== Materials provided ==

===

PR #679, opened 2021-04-02
doc fixes

siebrenf:
Sneaky push to master to fix the docs only.

The missing _whiteline with an extra space_ in `bam_cleaning.smk` was breaking the chapter "per rule explanation"...
The rest just looks a little better.


Maarten-vd-Sande (approved):
This kinda stuff you can just push directly to master branch, no need for review (in my opinion). :+1:

PR #685, opened 2021-04-19
no support for ABI solid

### LINKED ISSUE #533: BUG: ABI solid not supported
**Describe the bug**
ABI solid sequencing does not play well with most aligners. 

Perhaps an error/warning would be nice

Maarten-vd-Sande:
Fixes #533, now we give a nice error :smile: 

One thing to consider is to change it into a warning, with a pause of a couple secs, or add a flag to ignore the error. Stuff obviously doesn't always work, so being able to ignore this might be nice? 
  
**Checklist**
- [x] I updated the CHANGELOG

### DIFF
--- a/seq2science/util.py
+++ b/seq2science/util.py
@@ -150,6 +150,10 @@ def samples2metadata_sra(samples: List[str], logger) -> dict:
                      "seq2science does not support downloading those..\n\n")
         raise TerminatedException
 
+    # keep track of not-supported samples
+    not_supported_formats = ["ABI_SOLID"]
+    not_supported_samples = []
+
     for sample, clean in sample2clean.items():
         # table indices
         idxs = _sample_to_idxs(df_sra, clean)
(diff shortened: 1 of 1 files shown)


siebrenf (approved):
Compact solution, nice. 

The internet suggests only BWA (used to) work(s) with SOLiD*. If you really want to support an unsupported data type, you could force the use of BWA as aligner, rather than adding more flags.

*sources:
Bowtie1 supports it, but we don't support Bowtie1.
[Bowtie2 doesn't support it](https://www.biostars.org/p/123508/)
HISAT2 is by the same group, and came after Bowtie, so that won't support it.
[STAR doesn't support it](https://groups.google.com/g/rna-star/c/GHuuqFQNLjk)
[BWA might support it](https://www.biostars.org/p/31/)

Maarten-vd-Sande:
The reason I proposed a flag to ignore it, is because stuff isn't always properly annotated on the web. So in the special case this happens you can ignore this. But maybe we should not think about these things until they happen

PR #689, opened 2021-04-23
redirect stderr

siebrenf:


Maarten-vd-Sande (commented):
I don't see how this solves the problem. It should be redirected to the logger if anything. The problem is that the seq2science logfile does not contain the correct log output. If I understand the issue correctly not only is the exception nog in the logfile, but also the `error in rule ...` part.

siebrenf:
Both the [Python](https://docs.python.org/3/library/logging.handlers.html#logging.StreamHandler) and the [Snakemake](https://snakemake.readthedocs.io/en/stable/_modules/snakemake/logging.html#Logger.set_stream_handler) logging modules can only handle one stream. AFAIK there is no "universal" stream, so this merges stderr with stdout, as [stdout is send to the logger](https://github.com/vanheeringen-lab/seq2science/blob/1893d585231e7d99bd3f8e3bdcc2ba48ded1ac5c/seq2science/cli.py#L364).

===

== Exercise brief ==
The lines to copy run from the first line of the entries to the line containing "(diff shortened: 1 of 1 files shown)"; copy them exactly and output nothing else.

== Task solution ==
PR #679, opened 2021-04-02
doc fixes

siebrenf:
Sneaky push to master to fix the docs only.

The missing _whiteline with an extra space_ in `bam_cleaning.smk` was breaking the chapter "per rule explanation"...
The rest just looks a little better.


Maarten-vd-Sande (approved):
This kinda stuff you can just push directly to master branch, no need for review (in my opinion). :+1:

PR #685, opened 2021-04-19
no support for ABI solid

### LINKED ISSUE #533: BUG: ABI solid not supported
**Describe the bug**
ABI solid sequencing does not play well with most aligners. 

Perhaps an error/warning would be nice

Maarten-vd-Sande:
Fixes #533, now we give a nice error :smile: 

One thing to consider is to change it into a warning, with a pause of a couple secs, or add a flag to ignore the error. Stuff obviously doesn't always work, so being able to ignore this might be nice? 
  
**Checklist**
- [x] I updated the CHANGELOG

### DIFF
--- a/seq2science/util.py
+++ b/seq2science/util.py
@@ -150,6 +150,10 @@ def samples2metadata_sra(samples: List[str], logger) -> dict:
                      "seq2science does not support downloading those..\n\n")
         raise TerminatedException
 
+    # keep track of not-supported samples
+    not_supported_formats = ["ABI_SOLID"]
+    not_supported_samples = []
+
     for sample, clean in sample2clean.items():
         # table indices
         idxs = _sample_to_idxs(df_sra, clean)
(diff shortened: 1 of 1 files shown)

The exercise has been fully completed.